Zarqawi's group released a statement last week stating that every Iraqi who participated in the elections was an infidel, an apostate and an enemy. According to Iraq's election authority, turnout nationwide was at 72%. That makes 3 out of every 4 Iraqis officially infidels. So now we know for sure where the Iraqi people are: they may not love us, they may even hate us, but their agenda is not the same as the Insurgents. This is not Vietnam (sorry, Sen. Kennedy), but exactly what President Bush told us it would be: a long, hard slog to a new dawn that can radically change the Middle East

I do believe that there is a pattern in there somewhere, and it's not one that reflects so terribly on the Chimp-Faced Idiot Fascist.

From time to time we receive enquiries about why we insist of referring to columnist Mark Steyn as the "Great" Mark Steyn. We do this because he deserves it; flatly put, there is no better columnist, no better essayist and, as those of you lucky enough to read The New Criterion, no better movie reviewer as well.

Go now and read for yourself today's column by the Great Mark Steyn. We particularly enjoyed this graph, which sums up nicely why we here at New Sisyphus cringe when we hear the world "realist:"

The ''realpolitik'' types spent so long worshipping at the altar of stability they were unable to see it was a cult for psychos. The geopolitical scene is never stable, it's always dynamic. If the Western world decides in 2005 that it can ''contain'' President Sy Kottik of Wackistan indefinitely, that doesn't mean the relationship between the two parties is set in aspic. Wackistan has a higher birth rate than the West, so after 40 years of ''stability'' there are a lot more Wackistanis and a lot fewer Frenchmen. And Wackistan has immense oil reserves, and President Kottik has used the wealth of those oil reserves to fund radical schools and mosques in hitherto moderate parts of the Muslim world.
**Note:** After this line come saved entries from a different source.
PR #1542, opened 2020-09-02
Introduce SearchSelectInput 

mohib0306:
#### Summary

- `SearchSelectInput` is being added to the select inputs family. It is built upon the `AsyncSelectInput` component with some pre-defined and non-changeable props. i.e. `defaultOptions` etc.


packages/components/inputs/search-select-input/src/search-select-input-option.js
```diff
@@ -0,0 +1,49 @@
+import React from 'react';
```
jonnybel, line 1: Are these just being used in the Examples for Storybook?
If so, I think we should put "example" on the filename & component name and/or leave a comment about it, just so it's clearer that this is not actually part of the component itself 🙂

packages/components/inputs/search-select-input/src/search-select-input.js
```diff
@@ -0,0 +1,151 @@
...
+  return (
+    <AsyncSelectInput
+      horizontalConstraint={props.horizontalConstraint}
+      // react-select uses "id" (for the container) and "inputId" (for the input),
+      // but we use "id" (for the input) and "containerId" (for the container)
+      // instead.
+      // This makes it easier to less confusing to use with <label />s.
+      id={props.containerId}
+      inputId={props.id}
+      aria-label={props['aria-label']}
```
jonnybel, line 32: We could use `{...filterAriaAttributes(props)}` for these.

I know the other SelectInputs don't do it but they should, so let's already simplify this one 😄

packages/components/inputs/search-select-input/src/search-select-input.js
```diff
@@ -0,0 +1,151 @@
...
+    : intl.formatMessage(messages.noOptionsMessageWithInputValue);
+
+  return (
+    <AsyncSelectInput
+      horizontalConstraint={props.horizontalConstraint}
+      // react-select uses "id" (for the container) and "inputId" (for the input),
+      // but we use "id" (for the input) and "containerId" (for the container)
+      // instead.
+      // This makes it easier to less confusing to use with <label />s.
+      id={props.containerId}
```
jonnybel, line 30: Isn't this done by the `AsyncSelectInput` itself? It's expecting a `containerId` and an `id`, so we should just forward those props as they are.

packages/components/inputs/search-select-input/src/search-select-input.js
```diff
@@ -0,0 +1,151 @@
...
+      name={props.name}
+      placeholder={props.placeholder}
+      tabIndex={props.tabIndex}
+      iconLeft={props.iconLeft}
+      inputValue={props.inputValue}
+      value={props.value}
+      backspaceRemovesValue={props.backspaceRemovesValue}
+      hasWarning={props.hasWarning}
+      hasError={props.hasError}
+      isDisabled={props.isDisabled || props.isReadOnly}
```
jonnybel, line 43: This is also done by the `AsyncSelectInput`, so we can just forward them.

packages/components/inputs/search-select-input/src/search-select-input.js
```diff
@@ -0,0 +1,151 @@
...
+      isClearable={props.isClearable}
+      isOptionDisabled={props.isOptionDisabled}
+      isMulti={props.isMulti}
+      isSearchable={true}
```
jonnybel, line 47: I'm thinking we could improve dev experience here by separating which props are we forwarding and which ones are we setting specifically for this SearchSelectInput. At the very least, we should sort them separately and add comments about them.

Perhaps we could either have a list of the `AsyncSelectInput` props to filter and forward directly, or just spread all remaining props, since they are already "filtered" and type-checked by the `AsyncSelectInput`.
This way, maintaining this component would be much easier when changes are made to the props of `AsyncSelectInput`, while also making the code of this component more "focused" on the value it brings by itself (adding a comment about the checking the implementation of the underlying AsyncSelectInput if needed)

Furthermore, for the README for this component, we could just document props that are new or have defaults, and refer to the documentation of the `AsyncSelectInput`, without duplicating everything,

packages/components/inputs/search-select-input/src/search-select-input.js
```diff
@@ -0,0 +1,151 @@
...
+import AsyncSelectInput from '@commercetools-uikit/async-select-input';
+import messages from '../../../../../src/components/internals/messages/select';
+import createSelectStyles from '../../../../../src/components/internals/create-select-styles';
+
+const useTheme = () => useContext(ThemeContext);
+
+const SearchSelectInput = (props) => {
+  const intl = useIntl();
+  const theme = useTheme();
+  const noOptionsMessageWithOutInputValue = props.initialSuggestionMessage
```
jonnybel, line 16: Just to keep the camelCasing consistent 😁 

```suggestion
  const noOptionsMessageWithoutInputValue = props.initialSuggestionMessage
```

packages/components/inputs/search-select-input/src/search-select-input.js
```diff
@@ -0,0 +1,151 @@
...
+        DropdownIndicator: SearchIconDropdownIndicator,
+      }}
+      noOptionsMessage={({ inputValue }) =>
+        inputValue === ''
+          ? noOptionsMessageWithOutInputValue
+          : noOptionsMessageWithInputValue
+      }
+      styles={createSelectStyles(
+        {
+          menuPortalZIndex: props.menuPortalZIndex,
```
jonnybel, line 60: If this needed if we pass the `menuPortalZIndex` prop and let the underlying component do it itself?

src/components/internals/search-icon-dropdown-indicator/search-icon-dropdown-indicator.js
```diff
@@ -0,0 +1,36 @@
...
+
+const handleMouseDown = (event, props) => {
+  event.stopPropagation();
+  event.preventDefault();
+  return props.selectProps.onSearchIconClick(props.selectProps.inputValue);
+};
+
+const SearchDropdownIndicator = (props) => {
+  return (
+    <SearchIconWrapper
```
jonnybel, line 14: We should make sure this is accessible.

You can use the `AccessibleButton` component as the wrapper and use `onClick` instead of onMouseDown 🙂

packages/components/inputs/search-select-input/src/search-select-input.story.js
```diff
@@ -0,0 +1,137 @@
...
+                  isDisabled={boolean('isDisabled', false)}
+                  isReadOnly={boolean('isReadOnly', false)}
+                  isMulti={isMulti}
+                  noOptionsMessage={() =>
+                    text('No Option Message (non-empty input)', 'No options')
+                  }
+                  initialSuggestionMessage={() =>
+                    text(
+                      'Initial suggestion message (empty input)',
+                      'Please something to load options'
```
jonnybel, line 103:
```suggestion
                      'Please type something to load options'
```

jonnybel (commented):
Looks promising :) 

I made some remarks regarding the code 🤓

packages/components/inputs/search-select-input/src/search-select-input-option.js
mohib0306: I want to showcase it to the designers first that the `Option` component is extendable and not sure if we need to provide the option of choosing between which `Option` component to use, since the use-cases differs a lot. I will move to either the story itself or rename the file after the demo.

jonnybel: Sounds good 😄 

It could actually be nice to export them as pre-made styled options :)

src/components/internals/search-icon-dropdown-indicator/search-icon-dropdown-indicator.js
mohib0306: Used that but the the custom handle for the `onClick` of `AccessibleButton` does not stop the event propagation, even though if you use `event.stopPropagation(); event.preventDefault();`

jonnybel: Ah, I think react-select uses the onMouseDown event handler internally.
Can we stopPropagation & preventDefault for that event and still use the onClick?

packages/components/inputs/async-select-input/src/async-select-input.js
```diff
@@ -197,7 +202,10 @@ AsyncSelectInput.propTypes = {
   onBlur: PropTypes.func,
   onChange: PropTypes.func.isRequired,
   onFocus: PropTypes.func,
+  openMenuOnFocus: PropTypes.bool,
```
tdeekens, line 205: Maybe we can define a shared naming here as also defaulting. We often have disable* which I somewhat subjectivity like more than enable*. It can still default to true. Then all these behavior flags could be disableOpenMenuOnClick etc.

emmenko:
PS: the README is missing 🙂

packages/components/inputs/search-select-input/src/search-select-input.js
```diff
@@ -0,0 +1,201 @@
+import React from 'react';
+import PropTypes from 'prop-types';
+import { useIntl } from 'react-intl';
+import {
+  SafeHTMLElement,
+  filterAriaAttributes,
+} from '@commercetools-uikit/utils';
+import SearchIconDropdownIndicator from '../../../../../src/components/internals/search-icon-dropdown-indicator';
+import AsyncSelectInput from '../../async-select-input';
```
mohib0306, line 9: As you can notice that a relative import is used instead of using the package import. The reason is that there are some changes introduced into the `select-utils` and `async-select-input` components, however they are not yet published and hence the import of the current version will lack those changes. I see two ways forward.

1. Let the UX/UI review finish, which will make certain that we do not need any more changes in the underlying components. Publish this component with with relative imports. After it is published (the changes for the other components will also be published), create a new PR for this component, replacing the relative import with the package imports.
2. Let the UX/UI review finish, which will make certain that we do not need any more changes in the underlying components. Put this PR on hold. Create a new PR for the underlying components (`async-select-input and select-utils`), publish them. Then resume this PR and with the packages import and then publish this component

packages/components/inputs/search-select-input/src/search-select-input-option.js
mohib0306: Right now they are not exported outside the component, but we could put it in the `select-utils` and export it there and then use it back here. 
p.s. follow this conversation as well https://github.com/commercetools/ui-kit/pull/1542/files#r484823827

packages/components/inputs/search-select-input/src/search-select-input.story.js
```diff
@@ -0,0 +1,150 @@
...
+                    </b>{' '}
+                    and{' '}
+                    <b>
+                      <i>label</i>
+                    </b>{' '}
+                    fields with 2 seconds of delay
+                  </p>
+                  <b>Data used:</b>
+                  <pre>{JSON.stringify(colourOptions, undefined, 2)}</pre>
+                </div>
```
mohib0306, line 132: This was added to give a clue what data is available

packages/components/inputs/search-select-input/src/messages.js
```diff
@@ -0,0 +1,15 @@
+import { defineMessages } from 'react-intl';
```
mohib0306, line 1: The `search-select-input` will have different default message to those that are being used by the rest of the select inputs/fields. Therefore they were added here

packages/components/inputs/search-select-input/docs/additional-info.md
```diff
@@ -0,0 +1,11 @@
+## Additional information
```
adnasa, line 1: I would omit heading this for now

packages/components/inputs/search-select-input/src/search-select-input.js
```diff
@@ -0,0 +1,202 @@
...
+   */
+  menuShouldBlockScroll: PropTypes.bool,
+  /**
+   * Handle blur events on the control
+   */
+  onBlur: PropTypes.func,
+  /**
+   * Called with a fake event when value changes. The event's `target.name` will be the `name` supplied in props. The event's `target.value` will hold the value. The value will be the selected option, or an array of options in case `isMulti` is `true`.
+   */
+  onChange: PropTypes.func.isRequired,
```
adnasa, line 157: please add the signature

packages/components/inputs/search-select-input/src/search-select-input.js
```diff
@@ -0,0 +1,202 @@
...
+  /**
+   * Handle focus events on the control
+   */
+  onFocus: PropTypes.func,
+  /**
+   * Handle change events on the input
+   */
+  onInputChange: PropTypes.func,
```
adnasa, line 165: add the signature for this as well.

mohib0306:
Rebased to master to have the latest changes from the readmes

packages/components/inputs/search-select-input/docs/additional-info.md
```diff
@@ -0,0 +1,8 @@
+The underlying `@commercetools-uikit/async-select-input` is built on top of [`react-select`](https://github.com/JedWatson/react-select) v3. `@commercetools-uikit/async-select-input` supports mostly same properties as `react-select` with some minor changes in the behaviour of some of the props. The `@commercetools-uikit/search-select-input` which is built on top `@commercetools-uikit/async-select-input` has predefined values for some the props. The props that has predefined values in `@commercetools-uikit/search-select-input` are as follows:
```
jonnybel, line 1:
```suggestion
The underlying `@commercetools-uikit/async-select-input` is built on top of [`react-select`](https://github.com/JedWatson/react-select) v3. `@commercetools-uikit/async-select-input` supports mostly the same properties as `react-select` with some minor changes in the behaviour of some of the props. The `@commercetools-uikit/search-select-input` which is built on top `@commercetools-uikit/async-select-input` has predefined values for some the props. The props that have predefined values in `@commercetools-uikit/search-select-input` are as follows:
```

packages/components/inputs/search-select-input/docs/additional-info.md
```diff
@@ -0,0 +1,8 @@
...
+
+- `components.DropdownIndicator`: Default dropdown indicator is replaced with search icon indicator
+- `components.Option`: The shown in the dropdown menu can be on of `singled-lined`, `brief-detailed`, or `extended-detailed` types. However if someone still wants to have a different option layout, they can still pass their own `components.Option` to `@commercetools-uikit/search-select-input`
```
jonnybel, line 4:
```suggestion
- `components.Option`: The option shown in the dropdown menu can be one of `singled-lined`, `brief-detailed`, or `extended-detailed` types. However, if someone still wants to have a different option layout, they can still pass their own `components.Option` to `@commercetools-uikit/search-select-input`
```

packages/components/inputs/search-select-input/docs/additional-info.md
```diff
@@ -0,0 +1,8 @@
...
+- `isSearchable`: `true`
+- `defaultOptions`: `false`
+
+See the [official documentation](https://react-select.com/components) for more information about the props they receive.
```
jonnybel, line 8:
```suggestion
See the [official documentation](https://react-select.com/components) for more information about the available props.
```

packages/components/inputs/search-select-input/src/search-select-input-option.js
```diff
@@ -0,0 +1,93 @@
...
+import { components } from 'react-select';
+import { NO_VALUE_FALLBACK, SELECT_DROPDOWN_OPTION_TYPES } from './constants';
+
+export const FullDetailedSearchSelectInputOption = (props) => {
+  const { data } = props;
+  return (
+    <components.Option {...props}>
+      <Spacings.Stack scale="xs">
+        <Text.Detail isBold={true}>
+          {data.label || NO_VALUE_FALLBACK}
```
jonnybel, line 14: Should we allow setting the fallback value as a prop? 
It might be a bit restrictive to have it fixed to '----', which can easily change in the future or depend on the context.

packages/components/inputs/search-select-input/src/search-select-input.js
jonnybel: I'd say you can already move forward with 2. and create a PR for the async select-input and utils 🙂

packages/components/inputs/search-select-input/src/search-select-input.js
```diff
@@ -0,0 +1,213 @@
...
+    props.noOptionsMessage ||
+    (() => intl.formatMessage(messages.noOptionsMessage));
+  const loadingMessage =
+    props.loadingMessage ||
+    (() => intl.formatMessage(messages.loadingOptionsMessage));
+
+  return (
+    <AsyncSelectInput
+      {...props}
+      {...filterAriaAttributes(props)}
```
jonnybel, line 25: No point doing this if we're already spreading all props right above this line 😄 
They'll get filtered by the AsyncSelectInput, so it's fine.

packages/components/inputs/search-select-input/docs/usage-example.js
```diff
@@ -0,0 +1,27 @@
...
+      horizontalConstraint="m"
+      optionType="single-lined"
+      isAutofocussed={false}
+      backspaceRemovesValue={true}
+      isClearable={true}
+      isDisabled={false}
+      isReadOnly={false}
+      isMulti={true}
+      noOptionsMessage="No exact match found"
+      loadingMessage="loading extact matches"
```
jonnybel, line 18:
```suggestion
      loadingMessage="loading exact matches"
```

packages/components/inputs/search-select-input/src/search-select-input.story.js
```diff
@@ -0,0 +1,146 @@
...
+                  cacheOptions={boolean('cacheOptions', false)}
+                  iconLeft={
+                    iconLeft ? React.createElement(iconLeft) : undefined
+                  }
+                />
+                <div>
+                  <p>
+                    The options fetching uses the data (given below) to perform
+                    an exact match. It is case sensitive and it perfrom search
+                    based on{' '}
```
jonnybel, line 116:
```suggestion
                    In this example, our `loadOptions` function uses the data (given below) to perform
                    an exact match. It is case sensitive and it performs a search
                    based on{' '}
```

Just to make it clearer that this is just for the Storybook example, and not already set internally in the component.

packages/components/inputs/search-select-input/src/search-select-input-option.js
mohib0306: We can `fallback` prop and if given that will get precedence

packages/components/inputs/search-select-input/src/search-select-input.js
mohib0306: I was about to ask the same but I forgot to comment on in

packages/components/inputs/search-select-input/src/search-select-input.js
mohib0306: https://github.com/commercetools/ui-kit/pull/1554
https://github.com/commercetools/ui-kit/pull/1555

mohib0306:
Closing this PR and creating a new one with update `package.json` and other changes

And cheap air travel and the Internet and ATM machines that take every bank card on the planet and the freelancing of nuclear technology mean that Wackistan's problems are no longer confined to Wackistan. For a few hundred bucks, they can be outside the Empire State Building within seven hours. Nothing stands still. ''Stability'' is a fancy term to dignify laziness and complacency as sophistication.

UPDATE: Fox News has just reported here that turnout in Baghdad was 80%, in Karbala, 90%. This is astonishingly good news and a significant political victory for the United States. We tip our hats to the brave Iraqi people for standing up for their rights.